30
縁がパスケースから取り出したのは、第二の犠牲者が友人と写っているプリクラだった。これでも何かの足しにはなるだろう――と、鉄格子の間に差し込んでやる。プリクラは小さく、どうしても受け渡しの際に坂田の手に触れてしまうから、特にしっかりと銃口を向けた。何か妙な真似をしたら、遠慮なく引き金を引くつもりでいる。坂田はプリクラを受け取ると同時に縁の腕を掴み――なんてことはせず、じっとプリクラを見つめると「くくっ……」っと笑いを堪えた。
「これだよ、これ。俺が求めていたもんはよぉ。やっぱり、俺の思った通りだ。こいつを見る限りじゃ、俺の推測に間違いはない。間違ってんのは第三の事件のほうだ」
そう呟く坂田。彼が求めていたものとは何なのか――。いまいちはっきりと見えてこない。そんな縁をそよに、坂田は開いたままだったパスケースに視線を止める。
「女……それはなんだ?」
坂田の言うそれとは、プリクラと一緒にパスケースの中へと入れておいたミサトの名刺のことを指しているのであろう。

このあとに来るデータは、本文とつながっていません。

PR #562, opened 2023-11-23
Query the regionless URL parameter for URL generation

sfc-gh-cgorrie:
### Pre-review checklist

### Changes description
Use the UI bundle to query for regionless redirect, rather than assuming it's always False for internal deployments and always True for production ones.


src/snowcli/cli/connection/util.py
```diff
@@ -19,15 +19,40 @@ def __init__(self, conn: SnowflakeConnection):
...
-    information to determine the deployment, we return the organization
-    name instead, as this can be used in production Snowsight.
+    Determines if the deployment this connection refers to uses
+    regionless URLs in Snowsight (/orgname/account) or regional URLs
+    (/region/account). If we cannot determine the correct value
     """
-    if not conn.host:
-        raise MissingConnectionHostError(conn)
+    try:
+        *_, cursor = conn.execute_string(
```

「第三の犠牲者から貰った名刺です。殺害される前日に、新調したからということで、たまたま店に顔を出した時に貰ったものですが――」
あぁ、またうっかり敬語が出てしまった。そんなことを悔いる縁をよそに、坂田が明らかに顔色を変え、鉄格子から手を差し出してくる。名刺を渡せという意味であろう。何かの足しになればと、ここは素直に名刺を手渡してやる。坂田はそれを受け取ると、にやにやとしながら「――そういうことか」と漏らした。そして顔を上げると続ける。
「女、これを貰った時の状況を話せ。できる限り正確にだ」
どうしてこんなものにこだわるのだろうか。正確に状況を話せと言われても、人間の記憶なんてたかが知れている。それでも、記憶を掘り起こして、その時の状況を話した。どんな会話をしたのか、誰がいたのか――できる限り正確にだ。それを聞いていた坂田が、みるみる内に表情を歪めていくのが分かった。実に気味の悪い歪んだ笑みだった。

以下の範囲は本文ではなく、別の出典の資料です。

PR #564, opened 2023-11-23
Proof-of-concept: only upgrade when necessary

sfc-gh-cgorrie:
### Pre-review checklist

### Changes description
Introspects the manifest and setup scripts to spider out and find the full set of scripts used to install the application (counting `EXECUTE IMMEDIATE FROM <file>`). When re-launching the app with `snow app run`, we only issue an `UPGRADE` command if the manifest or setup scripts have been changed.

### TODO
* [ ] Write unit introspection tests
* [ ] Integration test: change app artifacts 2 ways, one triggers upgrade, one doesn't
* [x] Figure out how Snowflake allows us to escape single quotes

### DIFF
--- a/src/snowcli/cli/nativeapp/introspection.py
+++ b/src/snowcli/cli/nativeapp/introspection.py
@@ -17,7 +17,7 @@ class ManifestNotFoundError(ClickException):
     """
 
     def __init__(self):
-        super().__init__(self.__doc__.strip())
+        super().__init__(self.__doc__)
 
 
 class SetupScriptNotFoundError(ClickException):
@@ -26,7 +26,7 @@ class SetupScriptNotFoundError(ClickException):
     """
 
     def __init__(self, file: Union[Path, str]):
-        super().__init__(f"{self.__doc__.strip()}\nExpected path: {file}")
+        super().__init__(f"{self.__doc__}\nExpected path: {file}")
 
 
 def load_manifest(deploy_root: Path) -> dict:
--- a/src/snowcli/cli/nativeapp/introspection.py
+++ b/src/snowcli/cli/nativeapp/introspection.py
@@ -1,3 +1,4 @@
+import io
 import re
 import codecs
 
@@ -5,6 +6,7 @@ from pathlib import Path
 from typing import List, Union
 
 from click import ClickException
+from snowflake.connector.util_text import split_statements
 from snowcli.cli.nativeapp.artifacts import NotInDeployRootError, resolve_without_follow
 from strictyaml import YAML, load
 
@@ -58,9 +60,11 @@ def apply_single_quote_escapes(literal: str) -> str:
 
 
 def extract_execute_immediate_relpaths(sqltext: str) -> List[str]:
+    raw_statements = split_statements(io.StringIO(sqltext), remove_comments=True)
+    statements = "\n".join([stmt for (stmt, _is_put_or_get) in raw_statements])
     return [
         apply_single_quote_escapes(relpath)
-        for relpath in EXECUTE_IMMEDIATE_FROM_REGEX.findall(sqltext)
+        for relpath in EXECUTE_IMMEDIATE_FROM_REGEX.findall(statements)
     ]
 
 
--- a/src/snowcli/cli/nativeapp/introspection.py
+++ b/src/snowcli/cli/nativeapp/introspection.py
@@ -1,4 +1,6 @@
 import re
+import codecs
+
 from pathlib import Path
 from typing import List, Union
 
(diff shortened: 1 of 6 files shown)


src/snowcli/cli/nativeapp/introspection.py
```diff
@@ -0,0 +1,74 @@
...
+
+    all_scripts: List[Path] = [base_script]
+    queued_scripts = list(all_scripts)
+
+    while len(queued_scripts) > 0:
+        script = queued_scripts.pop()
+        with open(script, "r") as f:
+            script_content = f.read()
+            for relpath in EXECUTE_IMMEDIATE_FROM_REGEX.findall(script_content):
+                referenced_script = resolve_without_follow(script.parent / relpath)
```
sfc-gh-cgorrie, line 65: TODO: make sure absolute path is within deploy root

src/snowcli/cli/nativeapp/introspection.py
```diff
@@ -0,0 +1,77 @@
+import re
+from pathlib import Path
+from typing import List, Union
+
+from click import ClickException
+from snowcli.cli.nativeapp.artifacts import resolve_without_follow, NotInDeployRootError
+from strictyaml import YAML, load
+
+EXECUTE_IMMEDIATE_FROM_REGEX = re.compile(
+    r"execute\s+immediate\s+from\s+'([^']+?)'", re.IGNORECASE
```
sfc-gh-melnacouzi, line 10: could the file name include escaped single quote?

src/snowcli/cli/nativeapp/manager.py
```diff
@@ -228,6 +229,15 @@ def app_role(self) -> str:
     def debug_mode(self) -> bool:
         return self.definition.get("application", {}).get("debug", True)
 
+    @cached_property
```
sfc-gh-melnacouzi, line 232: what does caching do in this case? does any file change invalidate the cache?

sfc-gh-cgorrie: Yes, any file change would invalidate the cache. But the lifetime of a SnowCLI execution is only the command, so we're not interested in picking up changes that might happen during the few seconds we're executing.

src/snowcli/cli/nativeapp/introspection.py
sfc-gh-cgorrie: Good idea. TIL that we also support block comments (`/* ... */`) so this will get pretty complicated quickly. I think the move is to pre-process out all comments and then only run the regex on the comment-less code.

src/snowcli/cli/nativeapp/introspection.py
```diff
@@ -0,0 +1,112 @@
...
+
+from click import ClickException
+from snowcli.cli.nativeapp.artifacts import NotInDeployRootError, resolve_without_follow
+from strictyaml import YAML, load
+
+SINGLE_QUOTED_STRING_REGEX = r"'((?:\\.|[^'\n])+?)'"
+
+EXECUTE_IMMEDIATE_FROM_REGEX = re.compile(
+    rf"execute\s+immediate\s+from\s+{SINGLE_QUOTED_STRING_REGEX}", re.IGNORECASE
+)
```
sfc-gh-sgao, line 15: I didn't try this myself, but I was told this should work (or something similar):

`execute immediate 'execute immediate from ''' || prefix || suffix || '''`

That is, the name of the file to be executed is constructed dynamically. I wonder how this will be handled. It'll probably trigger `SetupScriptNotFoundError` and fail the command? Or does it fallback to "I don't know what's going on; I'll upgrade"? The latter is probably more desirable.

A crazy person could also write

`execute immediate 'execute ' || 'immediate ' || 'from ' || ...`

This makes it impossible to detect reliably. Then the question becomes: does being useful 99% of the time justify being incorrect for the remaining 1%?

There's also the interaction with the "manual reload - setup script" work. If a delta has been applied manually, then the file-content based diff could also become inaccurate. (Files may look the same, but the intention may be to revert the manually applied delta.) (Maybe we can require that the delta has to be one of the setup script files, and we upload it whenever we apply it, to keep app and stage in sync.)

This is very interesting, and thanks for experimenting with it. I just want to make sure we consider other relevant scenarios to avoid any unintended consequences.

sfc-gh-cgorrie: Good points. I know it's impossible to detect all of it without actually running through the real interpreter. With this proof-of-concept, the application will fail to upgrade properly because the regex is pretty restrictive: it won't find the secondary file, and as such it won't know it needs to upgrade. Alternative designs to get around this:

1. Mark each artifact that is / could be a setup script in the project definition so we don't have to scan.
2. Treat any `.sql` file in the deploy root as if it could be a setup script; always upgrade when any are changed. This is a simple solution, but I think we should start supporting a SnowGit-compatible approach where the `artifacts:` section is omitted and the deploy root == the directory where `snowflake.yml` exists (minus that file, of course). In this case, any utility scripts would cause an unnecessary upgrade.
3. Detect dynamic `execute immediate` code in the setup script, and always upgrade if it is present.

Considering that a nested `execute immediate ... execute immediate from` is the only way to conditionally include another setup script (I think?), we need to support some sort of approach if we want users to be able to do things like feature flagging to build different versions of app packages. Of course, this also needs some amount of templating functionality (what is the setup script making decisions based on otherwise?).

As far as interaction with manual setup script stuff, I think the right approach here is to split the two into very different workflows. We need to flag that the app has been "tainted" by manual patches and simply always upgrade if it has been, then clear the flag. This could be done by modifying the comment, potentially. Tags would be nice, but they're enterprise-only. This keeps the semantic that `snow app run` is always about syncing your local copy and updating the app from that.

sfc-gh-cgorrie: Agreed that false negatives cannot be allowed. I think the safest and easiest change is the 2nd one I proposed. It only contains false positives for the project-root-as-deploy-root case (which we do not support right now anyway).

1. Has `manifest.yml` changed, or are there any `.sql` changes in the deploy root?
   a. If so, issue an `UPGRADE`.
   b. Otherwise, just let stage dev mode capture the change.

sfc-gh-bdufour: As discussed offline, this works if there is no way to externally influence decisions made in the setup script (e.g. by changing a data file). Let's circle back after we get answers regarding whether that's feasible now (and if not, whether it could be in the future).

「くくっ――くくくくくくっ! ひゃっはっはっ! そうか、そういうことかぁ! だからこそ、第三の事件は法則性から外れたんだなぁ。こいつは間抜けな話だぜぇ」
何かがぷつんと切れたかのごとく、急に笑い出した坂田。挙げ句の果てには手を叩いて喜び出す始末だ。
「さ、坂田――。何か分かったのか?」
そんな坂田の様子に気圧されつつ、倉科が問うと、狂気じみた表情のまま坂田が頷いたように見えた。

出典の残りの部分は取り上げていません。